Exercise> Output the records that follow exactly as they are written.

Supplied information>
PR #413, opened 2019-05-12
/maps: Add support for longer hints and licenses

Thomas--S:
The X and Y positions of the textarea may seem wrong, but I carefully adjusted those to look correctly.

The longer texts are especially important for the license strings because some licenses require the changes to be stated.

### DIFF
--- a/mods/ctf/ctf_map/maps_catalog.lua
+++ b/mods/ctf/ctf_map/maps_catalog.lua
@@ -8,7 +8,7 @@ local function show_catalog(name, idx)
 	-- Select map to be displayed
 	local map = ctf_map.available_maps[idx]
 
-	local fs = "size[10,8]"
+	local fs = "size[10,9]"
 
 	fs = fs .. "container[0,0]"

Response box>
PR #413, opened 2019-05-12
/maps: Add support for longer hints and licenses

Thomas--S:
The X and Y positions of the textarea may seem wrong, but I carefully adjusted those to look correctly.

The longer texts are especially important for the license strings because some licenses require the changes to be stated.

### DIFF
--- a/mods/ctf/ctf_map/maps_catalog.lua
+++ b/mods/ctf/ctf_map/maps_catalog.lua
@@ -8,7 +8,7 @@ local function show_catalog(name, idx)
 	-- Select map to be displayed
 	local map = ctf_map.available_maps[idx]
 
-	local fs = "size[10,8]"
+	local fs = "size[10,9]"
 
 	fs = fs .. "container[0,0]"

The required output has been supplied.